Veröffentlicht am 14.05.2024

Gesamtausgabe des Comic-Klassikers.

Comic-Ikone André Franquin (1924-1997) wird zumeist mit dem vergnüglichen Abenteuercomic „Spirou und Fantasio“, der Schöpfung des herrlich ungebändigten „Marsupilami“ oder dem chaotischen Büroboten „Gaston“ verbunden. Eine Werksgruppe ganz anderer Art fällt aus seinem bunten Oeuvre heraus – die Serie „Schwarze Gedanken“. Anlässlich seines 100. Geburtstags liegt nun erstmals eine vollständige, in chronologischer Reihenfolge gehaltene und kommentierte Edition dieses Meilensteins der Comic-Geschichte vor: 1977 bis 1988 entstanden diese konsequent in Schwarz-Weiß gehaltenen Episoden, mit denen man eine ganz andere, dem Titel entsprechend dunkle Seite von Franquin kennenlernen konnte.

In unterschiedlichsten Formaten, vom prototypischen Strip bis zu Miniaturen von wenigen Seiten Umfang, bewegen sich Silhouetten durch eine detailreiche Wirklichkeit, die im Vergleich zu seinen populären Serien klar ein erwachsenes Publikum adressierten und auch stärker an den Zumutungen der Wirklichkeit orientiert waren. Formale Vielfalt wird dabei mit thematischer bzw. motivischer Kohärenz verbunden: Die „Idées noires“ zeigen die Folgen von Aufrüstung, Atomkraft und Umweltkatastrophen, bietet ungeschönte Darstellungen von ungebremster Autorität und Bürokratie, führen Jagd und Leistungssport vor.
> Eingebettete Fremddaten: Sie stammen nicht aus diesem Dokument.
PR #2241, opened 2021-08-24
Rename all ServerContext variables to context

milleruntime:


EdColeman (commented):
Would it be better if it was something more like srvContext ?  It looks like we have other contexts (ClientContext, ClassLoaderContext) as well as M/R contexts. It may be that ServerContext and ClientContext are not used together - but with using 'context' anyone should not assume that all instances of context are server contexts.

'context' does read better, but wondering if there are benefits to being more specific to add clarity or if it just makes it harder to read for something that is already obvious.

EdColeman (approved):
Changes look fine - still wonder if something besides context would improve comprehension, but not a blocker.

milleruntime:
> Would it be better if it was something more like srvContext ? It looks like we have other contexts (ClientContext, ClassLoaderContext) as well as M/R contexts. It may be that ServerContext and ClientContext are not used together - but with using 'context' anyone should not assume that all instances of context are server contexts.
> 
> 'context' does read better, but wondering if there are benefits to being more specific to add clarity or if it just makes it harder to read for something that is already obvious.

The other context objects are only used in specific classes. I went with the name that was most popular but I am not opposed to the more specific name `serverContext`. It would just require more changes.

milleruntime:
Just comparing what is already in the code... To change the name to `serverContext` would require changing 147 files vs `context`  in this PR only changes 23. The name `context` is used in MR classes for `JobContext`, for a private Context object in ContextManager, both of which are deprecated. But it is used for ClientContext in about 100 files and for a String type in `ContextClassLoaderFactory`, which is new. 

The way that the String type is used in `ContextClassLoaderFactory`, makes me think that it is the only object that should use the `context` variable name. As opposed to everywhere else we have specific types of context objects that we can be more specific (ClientContext, ServerContext, JobContext, etc).

milleruntime:
I started renaming `context` to `serverContext` but it is a lot more work. It would be nice to have both consistency and specificity, but I am going to go with this PR so we at least have consistency.

PR #2251, opened 2021-08-31
Create inner class in CompactionService

milleruntime:
* Improve readability of CompactionService by creating inner class
for the implementation of PlanningParameters


Manno15 (approved):
Changes seem reasonable to me.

Franquin ist dabei wenig zimperlich, wenn er die Vertreter der Autorität für Gier und Maßlosigkeit gnadenlos bestraft, Jägern ihre Munition wortwörtlich durch den Kopf geht und machtgeile Generäle mitsamt ihren neuen Wunderwaffen explodieren. Unweigerlich läuft jede der Episoden auf einen Gag im letzten Panel hinaus – und die unaufhaltsame Entwicklung ist immer die Ausgestaltung der schlimmstmöglichen Wendung. Entwürfe von Fortschritt und Leistungsdenken werden in ihrer Perversion entlarvt, wenn in den „Schwarzen Gedanken“ die Welt immer wieder neu untergeht. Diese wiederkehrende Zerstörung, die insbesondere die Menschen trifft, ist nichts weniger als eine allumfassende Zivilisationskritik ohne Aussicht auf Besserung, eine Absage an die Hoffnung im Zeichen des Absurden.
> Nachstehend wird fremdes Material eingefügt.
PR #2255, opened 2021-09-01
Added Fix for #2227

### LINKED ISSUE #2227: Add support for basic escaping of characters inside Shell commands
Original Jira ticket: https://issues.apache.org/jira/browse/ACCUMULO-2929

Excerpt from ticket: 
```
For commands that have a -c option (e.g. InsertCommand, GrepCommand, ScanCommand),
 there is currently no way to specify a column family that contains a colon as it is
 interpreted as the delimiter between the column family and column qualifier 'cf[:cq]'.

It would be very simple to support a basic escape '\' character that would allow 
users to use column families which contain colons in the shell.
```

It would be a useful feature to allow escaping of special characters, specifically a ' : ' in this instance. Alternatively, extra options such as -cf and -cq could be added instead.

**Additional context**
The specific function inside `ScanCommand` (utilized by `GrepCommand` and others) that fetches the Columns. 
https://github.com/apache/accumulo/blob/3da639ac6c49ad1b9671230e3443632d27887f75/shell/src/main/java/org/apache/accumulo/shell/commands/ScanCommand.java#L274-L275

harjitdotsingh:
Fixes #2227

### DIFF
--- a/shell/src/main/java/org/apache/accumulo/shell/commands/QuotedStringTokenizer.java
+++ b/shell/src/main/java/org/apache/accumulo/shell/commands/QuotedStringTokenizer.java
@@ -72,7 +72,7 @@ public class QuotedStringTokenizer implements Iterable<String> {
         inEscapeSequence = false;
         if (ch == 'x') {
           hexChars = "";
-        } else if (ch == ' ' || ch == '\'' || ch == '"' || ch == '\\' || ch == ':') {
+        } else if (ch == ' ' || ch == '\'' || ch == '"' || ch == '\\') {
           token[tokenLength++] = inputBytes[i];
         } else {
           throw new BadArgumentException("can only escape single quotes, double"
--- a/shell/src/main/java/org/apache/accumulo/shell/commands/QuotedStringTokenizer.java
+++ b/shell/src/main/java/org/apache/accumulo/shell/commands/QuotedStringTokenizer.java
@@ -72,7 +72,7 @@ public class QuotedStringTokenizer implements Iterable<String> {
         inEscapeSequence = false;
         if (ch == 'x') {
           hexChars = "";
-        } else if (ch == ' ' || ch == '\'' || ch == '"' || ch == '\\') {
+        } else if (ch == ' ' || ch == '\'' || ch == '"' || ch == '\\' || ch == ':') {
           token[tokenLength++] = inputBytes[i];
         } else {
           throw new BadArgumentException("can only escape single quotes, double"
--- a/shell/src/main/java/org/apache/accumulo/shell/commands/ScanCommand.java
+++ b/shell/src/main/java/org/apache/accumulo/shell/commands/ScanCommand.java
@@ -290,7 +290,7 @@ public class ScanCommand extends Command {
 
   protected String[] extractColumnFamily(final String columnString) {
     String[] columnFamily = new String[2];
-    if (CharMatcher.is(':').countIn(columnString) == 2) {
+    if (CharMatcher.is(':').countIn(columnString) >= 2) {
       columnFamily[0] = columnString.substring(0, columnString.lastIndexOf(":"));
       columnFamily[1] = columnString.substring(columnString.lastIndexOf(":") + 1);
       return columnFamily;
--- a/shell/src/main/java/org/apache/accumulo/shell/commands/ScanCommand.java
+++ b/shell/src/main/java/org/apache/accumulo/shell/commands/ScanCommand.java
@@ -56,12 +56,11 @@ import org.apache.commons.cli.Option;
 import org.apache.commons.cli.Options;
 import org.apache.hadoop.io.Text;
 
-import com.google.common.base.CharMatcher;
-
 public class ScanCommand extends Command {
 
   private Option scanOptAuths, scanOptRow, scanOptColumns, disablePaginationOpt, showFewOpt,
-      formatterOpt, interpreterOpt, formatterInterpeterOpt, outputFileOpt;
+      formatterOpt, interpreterOpt, formatterInterpeterOpt, outputFileOpt, scanOptCfOptions,
+      scanOptColQualifier;
 
   protected Option timestampOpt;
   protected Option profileOpt;
@@ -116,6 +115,7 @@ public class ScanCommand extends Command {
 
       // handle columns
       fetchColumns(cl, scanner, interpeter);
+      fetchColumsWithCFAndCQ(cl, scanner, interpeter);
 
       // set timeout
       scanner.setTimeout(getTimeout(cl), TimeUnit.MILLISECONDS);
@@ -273,9 +273,18 @@ public class ScanCommand extends Command {
   protected void fetchColumns(final CommandLine cl, final ScannerBase scanner,
       final ScanInterpreter formatter) throws UnsupportedEncodingException {
 
+    if ((cl.hasOption(scanOptCfOptions.getOpt()) || cl.hasOption(scanOptColQualifier.getOpt()))
+        && cl.hasOption(scanOptColumns.getOpt())) {
+
+      String formattedString =
+          String.format("Options - %s AND (- %s" + "OR - %s are mutually exclusive ",
+              scanOptColumns.getOpt(), scanOptCfOptions.getOpt(), scanOptColQualifier.getOpt());
+      throw new IllegalArgumentException(formattedString);
+    }
+
     if (cl.hasOption(scanOptColumns.getOpt())) {
       for (String a : cl.getOptionValue(scanOptColumns.getOpt()).split(",")) {
-        final String[] sa = extractColumnFamily(a);
+        final String[] sa = a.split(":", 2);
         if (sa.length == 1) {
           scanner.fetchColumnFamily(
               formatter.interpretColumnFamily(new Text(a.getBytes(Shell.CHARSET))));
@@ -288,14 +297,28 @@ public class ScanCommand extends Command {
     }
   }
 
-  protected String[] extractColumnFamily(final String columnString) {
-    String[] columnFamily = new String[2];
-    if (CharMatcher.is(':').countIn(columnString) >= 2) {
-      columnFamily[0] = columnString.substring(0, columnString.lastIndexOf(":"));
-      columnFamily[1] = columnString.substring(columnString.lastIndexOf(":") + 1);
-      return columnFamily;
-    } else {
-      return columnString.split(":", 2);
+  private void fetchColumsWithCFAndCQ(CommandLine cl, Scanner scanner, ScanInterpreter interpeter) {
+    String cf = "";
+    String cq = "";
+    if (cl.hasOption(scanOptCfOptions.getOpt())) {
+      cf = cl.getOptionValue(scanOptCfOptions.getOpt());
+    }
+    if (cl.hasOption(scanOptColQualifier.getOpt())) {
+      cq = cl.getOptionValue(scanOptColQualifier.getOpt());
+    }
+
+    if (cf.isEmpty() && !cq.isEmpty()) {
+      String formattedString = String.format(
+          "Option - %s when used with (- %s" + "cannot be empty ", scanOptCfOptions.getOpt(),
+          scanOptColQualifier.getOpt(), scanOptColQualifier.getOpt());
+      throw new IllegalArgumentException(formattedString);
+    } else if (!cf.isEmpty() && cq.isEmpty()) {
+      scanner.fetchColumnFamily(
+          interpeter.interpretColumnFamily(new Text(cf.getBytes(Shell.CHARSET))));
+
+    } else if (!cf.isEmpty() && !cq.isEmpty()) {
+      scanner.fetchColumn(interpeter.interpretColumnFamily(new Text(cf.getBytes(Shell.CHARSET))),
+          interpeter.interpretColumnQualifier(new Text(cq.getBytes(Shell.CHARSET))));
 
     }
 
@@ -364,6 +387,9 @@ public class ScanCommand extends Command {
     optEndRowExclusive.setArgName("end-exclusive");
     scanOptRow = new Option("r", "row", true, "row to scan");
     scanOptColumns = new Option("c", "columns", true, "comma-separated columns");
+    scanOptCfOptions = new Option("cf", "column-family", true, "Column Family");
+    scanOptColQualifier = new Option("cq", "column-qualifier", true, "Column Qualifier");
+
     timestampOpt = new Option("st", "show-timestamps", false, "display timestamps");
     disablePaginationOpt = new Option("np", "no-pagination", false, "disable pagination of output");
     showFewOpt = new Option("f", "show-few", true, "show only a specified number of characters");
@@ -385,6 +411,8 @@ public class ScanCommand extends Command {
     scanOptRow.setArgName("row");
     scanOptColumns
         .setArgName("<columnfamily>[:<columnqualifier>]{,<columnfamily>[:<columnqualifier>]}");
+    scanOptCfOptions.setArgName("column-family");
+    scanOptColQualifier.setArgName("column-qualifier");
     showFewOpt.setRequired(false);
     showFewOpt.setArgName("int");
     formatterOpt.setArgName("className");
@@ -406,6 +434,8 @@ public class ScanCommand extends Command {
     o.addOption(optStartRowExclusive);
     o.addOption(optEndRowExclusive);
     o.addOption(scanOptColumns);
+    o.addOption(scanOptCfOptions);
+    o.addOption(scanOptColQualifier);
     o.addOption(timestampOpt);
     o.addOption(disablePaginationOpt);
     o.addOption(OptUtil.tableOpt("table to be scanned"));
--- a/shell/src/main/java/org/apache/accumulo/shell/commands/ScanCommand.java
+++ b/shell/src/main/java/org/apache/accumulo/shell/commands/ScanCommand.java
@@ -307,8 +307,8 @@ public class ScanCommand extends Command {
     }
 
     if (cf.isEmpty() && !cq.isEmpty()) {
-          String formattedString = String.format("Option -%s is required when using -%s.",
-                  scanOptCf.getOpt(), scanOptCq.getOpt());
+      String formattedString = String.format("Option -%s is required when using -%s.",
+          scanOptCf.getOpt(), scanOptCq.getOpt());
       throw new IllegalArgumentException(formattedString);
     } else if (!cf.isEmpty() && cq.isEmpty()) {
       scanner.fetchColumnFamily(
--- a/shell/src/main/java/org/apache/accumulo/shell/commands/ScanCommand.java
+++ b/shell/src/main/java/org/apache/accumulo/shell/commands/ScanCommand.java
@@ -270,9 +270,10 @@ public class ScanCommand extends Command {
 
   protected void fetchColumns(final CommandLine cl, final ScannerBase scanner,
       final ScanInterpreter formatter) throws UnsupportedEncodingException {
+
     if (cl.hasOption(scanOptColumns.getOpt())) {
       for (String a : cl.getOptionValue(scanOptColumns.getOpt()).split(",")) {
-        final String[] sa = a.split(":", 2);
+        final String[] sa = a.split("(?<!\\\\\\\\):", 2);
         if (sa.length == 1) {
           scanner.fetchColumnFamily(
               formatter.interpretColumnFamily(new Text(a.getBytes(Shell.CHARSET))));
--- a/shell/src/main/java/org/apache/accumulo/shell/commands/ScanCommand.java
+++ b/shell/src/main/java/org/apache/accumulo/shell/commands/ScanCommand.java
@@ -386,7 +386,7 @@ public class ScanCommand extends Command {
     optEndRowExclusive.setArgName("end-exclusive");
     scanOptRow = new Option("r", "row", true, "row to scan");
     scanOptColumns = new Option("c", "columns", true,
-        "comma-separated columns.This" + "option is mutually exclusive with cf");
+        "comma-separated columns.This" + " option is mutually exclusive with cf and cq");
     scanOptCf = new Option("cf", "column-family", true, "column family to scan.");
     scanOptCq = new Option("cq", "column-qualifier", true, "column qualifier to scan");
 
--- a/shell/src/main/java/org/apache/accumulo/shell/commands/ScanCommand.java
+++ b/shell/src/main/java/org/apache/accumulo/shell/commands/ScanCommand.java
@@ -388,7 +388,7 @@ public class ScanCommand extends Command {
     scanOptColumns = new Option("c", "columns", true,
         "comma-separated columns.This" + "option is mutually exclusive with cf");
     scanOptCf = new Option("cf", "column-family", true, "column family to scan.");
-    scanOptCq = new Option("cq", "column-qualifier", true, "column qualifier");
+    scanOptCq = new Option("cq", "column-qualifier", true, "column qualifier to scan");
 
     timestampOpt = new Option("st", "show-timestamps", false, "display timestamps");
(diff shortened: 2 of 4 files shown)


Manno15:
I was still unable to escape a ':' for the example mentioned in the original jira ticket (linked in the issue for this ticket). Did you do testing locally to confirm that functionality works?

milleruntime:
Complex regular expressions are difficult to read and maintain. Please try to avoid long regular expressions.

Also please include a test with these changes to verify it is working correctly.

harjitdotsingh:
> Complex regular expressions are difficult to read and maintain. Please try to avoid long regular expressions.
> 
> Also please include a test with these changes to verify it is working correctly.


Are there any existing test for the ShellCommands ?  I will see if I can simplify the RegularExpression. I don't want to add to many if and conditions to parse something, that's not a good practice in general. 

I actually tested the RE in a JavaPlayGround to make sure it was splitting the way we wanted. I used the expression test:\test:test1  it gave me two strings  1) test:\test and  2) test1.  I hope that is what is expected. Its possible that we may have to remove the \ from the first string so that the string is passed with : instead of it being escaped. DownStream code may not be handling the escaped string well.

milleruntime:
We have the `ShellServerIT` which tests a bunch of shell commands and then some of the commands have their own unit tests. You could add to the `ScanCommandTest` which tests the `ScanCommand` by itself.

Manno15:
>  I used the expression test:\test:test1 it gave me two strings 1) test:\test and 2) test1

The example in the jira ticket was scan -r foo -c person\:information:name, which has the '\' before the colon. Not sure if that changes anything but wanted to make sure that was clarified.

harjitdotsingh:
> > I used the expression test:\test:test1 it gave me two strings 1) test:\test and 2) test1
> 
> The example in the jira ticket was scan -r foo -c person:information:name, which has the '' before the colon. Not sure if that changes anything but wanted to make sure that was clarified.

No it doesn't that just a way to say its a character. Writing Tests now

harjitdotsingh:
@Manno15  @milleruntime  - I'm not sure what needs to be written for ScanCommandTest. There are not too many tests for those.
 Any pointers would be helpful.

Manno15:
You could look at `HistoryCommandTest` or `SetIterCommandTest` to get a better idea of how to implement a possible unit test for the command. If you think it needs to be tested on an actual cluster then adding a test to `ShellServerIT` would be the next step. For the actual test, I think you only need to create a table, insert the row into the table, and exec the scan command and if escape is done correctly then you should get the entire row back as output. 

Below is my shell history of when I tested this manually. I hope this helps. Let me know if you need anything else. 

```
createtable test
 insert foo person:information name bob
 scan
 scan -r foo -c person:information
 scan -r foo -c person\:information:name
 scan -r foo -c person\:information
```

harjitdotsingh:
@Manno15  I have the ShellServerIT tests done for the command, my questions was very specific for ScanCommandTest. I see lots of tests using the same validation like ScanCommandTest and MergeCommandTest, so I wasn't sure what was suppose to be done for that. Thanks for all your help.

Manno15:
> @Manno15 I have the ShellServerIT tests done for the command, my questions was very specific for ScanCommandTest. I see lots of tests using the same validation like ScanCommandTest and MergeCommandTest, so I wasn't sure what was suppose to be done for that. Thanks for all your help.

If you already created the test in ShellServerIT then you don't need to add anything to `ScanCommandTest`.

harjitdotsingh:
Pushed. Please let me know if you see any issues

Manno15 (changes requested):

test/src/main/java/org/apache/accumulo/test/ShellServerIT.java
```diff
@@ -1939,6 +1939,17 @@ public void scans() throws Exception {
...
   }
 
+  @Test
+  public void scanswithcolon() throws Exception {
+    ts.exec("createtable twithcolontest");
+    make10withcolon();
+    String result = ts.exec("scan -b row0 -c c\\:f:col0 -e row0");
+    assertEquals(1, result.split("\n").length);
+    result = ts.exec("scan -r row0 -c c\\:f:col0");
+    assertEquals(1, result.split("\n").length);
```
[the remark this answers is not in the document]
Manno15: You could also do something like the code below to confirm the output includes the expected value for each row. This is just a suggestion though. 

```java
ts.exec("scan -r row0 -c c\\:f:col0", true, "value");
```

harjitdotsingh:
Fixed the issues. Replaced RE with a function because we never get the escaped string in the method. Now I'm getting expected results.

test/src/main/java/org/apache/accumulo/test/ShellServerIT.java
```diff
@@ -1939,6 +1939,17 @@ public void scans() throws Exception {
     ts.exec("deletetable -f t");
   }
 
+  @Test
+  public void scanswithcolon() throws Exception {
```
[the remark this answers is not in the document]
harjitdotsingh: Done

test/src/main/java/org/apache/accumulo/test/ShellServerIT.java
```diff
@@ -1939,6 +1939,19 @@ public void scans() throws Exception {
...
 
+  @Test
+  public void scansWithColon() throws Exception {
+    ts.exec("createtable twithcolontest");
+    make10WithColon();
+    ts.exec("scan -r row0 -c c\\:f:col0", true, "value");
+    String result = ts.exec("scan -b row1 -c c\\:f:col1 -e row1");
+    assertEquals(2, result.split("\n").length);
+    result = ts.exec("scan -r row0 -c c:f");
+    assertEquals(1, result.split("\n").length);
```
Manno15, line 1950: With the latest changes, it seems the use of an '\' character is unnecessary now. The reason your second check doesn't pass is because it does not contain the :col1 at the end.

Manno15: So `scan -b row1 -c c\:f:col1 -e row1` will return the row, `scan -b row1 -c c:f:col1 -e row1` will as well, but `scan -b row1 -c c\:f -e row1` and `scan -b row1 -c c:f -e row1` will not

harjitdotsingh: For Some reasons the '\' doesn't make it, the string is not escaped anymore and hence the RE was un-necessary. I made it more simpler. The last test is a negative test I deliberately left out to make sure that things are working. Hope that makes sense.

Manno15: > The last test is a negative test I deliberately left out to make sure that things are working. Hope that makes sense.

I understood that, I was using it to show the inconsistent behavior. My first comment was just poorly worded on my part.

shell/src/main/java/org/apache/accumulo/shell/commands/ScanCommand.java
```diff
@@ -285,6 +288,19 @@ protected void fetchColumns(final CommandLine cl, final ScannerBase scanner,
     }
   }
 
+  protected String[] extractColumnFamily(final String columnString) {
```
DomGarguilo, line 291: This might be able to be simplified by just using the substring method. Also it doesn't seem like this accounts for strings where there are more than 2 ':' characters (not sure if that will ever be the case), for example `a:c:d:e` would be sent to the `else` branch and possibly handled incorrectly (not sure if that will ever be the case).

harjitdotsingh: Are referring to that we just take a substring from the last index of : and that would do it?  If we have more than 2 that will be a problem, I can change the condition because anything  &gt; 2 should be split into two strings cf and qualifier.

EdColeman: The colFam and the colQual values are user defined so Accumulo really should be able to handle whatever they wish to do.  Unless there are specific characters that are prohibited, then they should be allowed.

One example could be an ipv6 address say colFam was IP and colQual was port - you may want to scan for a specific IP and specific port, just the IP, or even maybe IP that starts with and either with or without a port.

Using the IPv6 example from [wikipedia](https://en.wikipedia.org/wiki/IPv6_address) ```2001:0db8:85a3:0000:0000:8a2e:0370:7334``` If that was a colFam, then it would be desirable to scan for all or parts of that address plus (optionally) any colQual value that a user might want.

harjitdotsingh: makes sense, we should be able to fix it easily

Manno15: If that is the case, then having a separate opt for cf and cq could be easier. Take the entire string after the -cf opt instead of trying to parse everything accordingly.

harjitdotsingh: If we are taking input in this form 2001:0db8:85a3:0000:0000:8a2e:0370:7334 its hard to know what is part of cf and what is sq. I think if we would be seeing this then we should move to using options  to specify the column family and column qualifier using cf and cq.

DomGarguilo: > Are referring to that we just take a substring from the last index of : and that would do it?

Yea what I'm saying is, the substring method you have will correctly handle all cases so you could remove the else branch. @harjitdotsingh

harjitdotsingh: so if we go the cf and cq route do we get rid of -c or keep it ?

Manno15: I'd vote to get rid of it since cf and cq covers its functionality.

harjitdotsingh: Here are the comments from @ctubbsii  

`Alternatively, we can add -cf and -cq options to the scan command which is mutually exclusive with -c.`

Going by that  it would mean that we still want to keep -c but  IMHO its redundant to have  -c , -cf and -cq.  Would like to see what @ctubbsii  has to say about it? Do we want to keep -c with -cf and -cq. I think it will be confusing for people to have 2 options for a operation. Thoughts ?

EdColeman: It is likely that people have scripts that use -c. Removing that as an option will break those scripts.  People using -c currently are limited to not having : in the colFam, but they are coping.

Adding -cq and -cf provide additional capability when (the current -c) is insufficient for their needs.

harjitdotsingh:
We will keep it backwards compatible

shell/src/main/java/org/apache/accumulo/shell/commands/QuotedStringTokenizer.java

Diesen Umstand adressierte Franquin auch ganz direkt in einem Interview: „Es ist schon verrückt, wenn man da in seinem Winkel sitzt und seine kleinen Gags zeichnet, während man gleichzeitig mit den grässlichsten, bluttriefenden Nachrichten von überall auf dem Planeten bombardiert wird. Am schwierigsten ist es, dabei nicht den Humor zu verlieren, denn ich bin kein geborener Humorist.“ Es überrascht auch deshalb nicht, dass die von Franquin darstellte, durchaus wehrhafte Fauna und Elemente des Phantastischen in die gar nicht so heile Welt einbrechen: Vampire kidnappen gedopte Radfahrer, die Lichter, die ein Verirrter sieht, erweisen sich nicht als Hinweise auf eine Siedlung sondern als die glitzernden Augen eines Wolfsrudels, staatenbildende Insekten wohnen nach einem Atomkrieg in den Schädeln zahlloser menschlicher Opfer – und laufen Gefahr, die humanen Fehler zu wiederholen.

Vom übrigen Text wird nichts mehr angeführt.